WHAT IS BEING ASKED
Below are entries. Copy exactly the lines running from the line that holds "PR #17593, opened 2024-01-07" to the line that holds "Interpreted language moment", with both ends included.

SOURCE MATERIAL

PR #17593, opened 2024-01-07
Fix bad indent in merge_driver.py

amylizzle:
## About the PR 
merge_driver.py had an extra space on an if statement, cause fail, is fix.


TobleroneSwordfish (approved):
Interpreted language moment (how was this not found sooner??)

==

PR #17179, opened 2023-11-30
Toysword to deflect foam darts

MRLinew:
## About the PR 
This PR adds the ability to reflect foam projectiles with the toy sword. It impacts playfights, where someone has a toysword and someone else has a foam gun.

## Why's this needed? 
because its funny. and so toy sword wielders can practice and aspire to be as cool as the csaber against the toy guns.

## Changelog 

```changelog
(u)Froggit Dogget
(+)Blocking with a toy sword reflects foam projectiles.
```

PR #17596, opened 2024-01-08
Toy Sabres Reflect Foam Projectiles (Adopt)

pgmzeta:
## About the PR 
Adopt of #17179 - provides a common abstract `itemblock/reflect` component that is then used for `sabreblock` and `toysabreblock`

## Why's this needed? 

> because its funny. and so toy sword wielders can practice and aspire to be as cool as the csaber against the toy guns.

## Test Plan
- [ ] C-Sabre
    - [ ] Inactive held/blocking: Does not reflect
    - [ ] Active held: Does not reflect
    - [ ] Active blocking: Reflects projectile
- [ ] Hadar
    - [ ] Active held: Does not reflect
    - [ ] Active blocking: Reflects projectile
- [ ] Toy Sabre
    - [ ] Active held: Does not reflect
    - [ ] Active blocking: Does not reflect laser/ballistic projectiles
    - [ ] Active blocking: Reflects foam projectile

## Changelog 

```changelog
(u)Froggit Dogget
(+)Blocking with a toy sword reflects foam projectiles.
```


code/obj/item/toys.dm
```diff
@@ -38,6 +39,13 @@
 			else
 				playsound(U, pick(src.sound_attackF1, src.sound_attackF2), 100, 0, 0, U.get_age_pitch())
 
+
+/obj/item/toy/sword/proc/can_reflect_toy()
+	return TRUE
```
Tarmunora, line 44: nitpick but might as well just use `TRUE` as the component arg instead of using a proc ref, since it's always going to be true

--

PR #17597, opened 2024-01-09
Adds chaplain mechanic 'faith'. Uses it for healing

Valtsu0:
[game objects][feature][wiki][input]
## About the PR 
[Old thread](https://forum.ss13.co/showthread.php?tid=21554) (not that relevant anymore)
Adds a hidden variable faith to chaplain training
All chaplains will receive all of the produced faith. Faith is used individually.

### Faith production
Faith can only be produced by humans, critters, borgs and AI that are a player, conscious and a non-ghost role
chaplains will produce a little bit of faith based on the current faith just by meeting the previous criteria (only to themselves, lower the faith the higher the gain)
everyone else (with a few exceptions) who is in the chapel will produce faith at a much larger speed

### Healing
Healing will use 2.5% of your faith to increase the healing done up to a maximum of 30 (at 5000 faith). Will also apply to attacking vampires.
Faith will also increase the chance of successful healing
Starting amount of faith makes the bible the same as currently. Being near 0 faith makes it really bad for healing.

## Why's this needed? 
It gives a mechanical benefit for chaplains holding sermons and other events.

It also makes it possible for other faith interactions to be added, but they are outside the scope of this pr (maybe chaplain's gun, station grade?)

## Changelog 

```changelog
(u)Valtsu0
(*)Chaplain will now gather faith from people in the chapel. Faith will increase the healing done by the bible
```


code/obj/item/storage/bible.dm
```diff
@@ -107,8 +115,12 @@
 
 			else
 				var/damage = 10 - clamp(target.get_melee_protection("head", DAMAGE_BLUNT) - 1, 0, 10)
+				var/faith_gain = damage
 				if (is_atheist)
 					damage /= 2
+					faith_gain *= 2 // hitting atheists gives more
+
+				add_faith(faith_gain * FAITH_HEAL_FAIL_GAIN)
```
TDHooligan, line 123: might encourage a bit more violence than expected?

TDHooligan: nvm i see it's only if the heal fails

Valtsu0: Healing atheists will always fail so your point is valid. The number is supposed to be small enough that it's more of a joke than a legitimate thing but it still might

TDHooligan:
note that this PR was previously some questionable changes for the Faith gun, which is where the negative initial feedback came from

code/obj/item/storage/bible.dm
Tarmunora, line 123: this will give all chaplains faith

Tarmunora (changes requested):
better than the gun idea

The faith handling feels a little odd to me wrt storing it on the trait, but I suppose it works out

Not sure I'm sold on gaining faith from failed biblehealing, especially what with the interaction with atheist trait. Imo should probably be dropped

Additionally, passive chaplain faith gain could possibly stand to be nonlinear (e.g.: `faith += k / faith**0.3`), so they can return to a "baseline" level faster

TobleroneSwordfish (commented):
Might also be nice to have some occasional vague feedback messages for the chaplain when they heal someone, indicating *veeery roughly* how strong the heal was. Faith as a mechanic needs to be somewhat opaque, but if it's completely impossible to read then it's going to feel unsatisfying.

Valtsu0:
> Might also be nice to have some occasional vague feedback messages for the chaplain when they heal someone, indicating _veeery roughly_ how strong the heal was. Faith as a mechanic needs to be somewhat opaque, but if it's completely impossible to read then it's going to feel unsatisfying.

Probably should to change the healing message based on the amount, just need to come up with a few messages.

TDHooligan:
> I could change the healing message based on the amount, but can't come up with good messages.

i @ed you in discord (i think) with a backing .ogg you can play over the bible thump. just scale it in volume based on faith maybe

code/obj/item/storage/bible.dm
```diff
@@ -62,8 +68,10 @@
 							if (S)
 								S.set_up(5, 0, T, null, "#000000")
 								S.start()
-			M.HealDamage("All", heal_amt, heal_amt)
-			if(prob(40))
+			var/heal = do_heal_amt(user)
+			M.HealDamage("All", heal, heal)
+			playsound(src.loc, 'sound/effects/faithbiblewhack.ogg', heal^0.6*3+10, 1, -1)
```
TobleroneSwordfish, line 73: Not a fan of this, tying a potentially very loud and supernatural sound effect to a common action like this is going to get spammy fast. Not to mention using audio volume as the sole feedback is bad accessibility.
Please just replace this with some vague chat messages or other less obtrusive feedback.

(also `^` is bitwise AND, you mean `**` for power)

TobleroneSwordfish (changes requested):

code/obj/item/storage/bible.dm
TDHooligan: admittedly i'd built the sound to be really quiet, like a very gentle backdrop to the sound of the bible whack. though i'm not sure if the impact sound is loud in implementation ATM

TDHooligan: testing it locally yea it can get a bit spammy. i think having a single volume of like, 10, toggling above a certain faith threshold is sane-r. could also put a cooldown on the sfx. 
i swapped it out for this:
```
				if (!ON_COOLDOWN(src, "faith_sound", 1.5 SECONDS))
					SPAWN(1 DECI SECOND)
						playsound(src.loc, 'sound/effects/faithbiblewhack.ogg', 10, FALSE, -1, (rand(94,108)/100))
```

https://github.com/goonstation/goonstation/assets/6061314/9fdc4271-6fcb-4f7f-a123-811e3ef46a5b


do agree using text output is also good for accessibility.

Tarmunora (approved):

WRITTEN REPLY
PR #17593, opened 2024-01-07
Fix bad indent in merge_driver.py

amylizzle:
## About the PR 
merge_driver.py had an extra space on an if statement, cause fail, is fix.


TobleroneSwordfish (approved):
Interpreted language moment (how was this not found sooner??)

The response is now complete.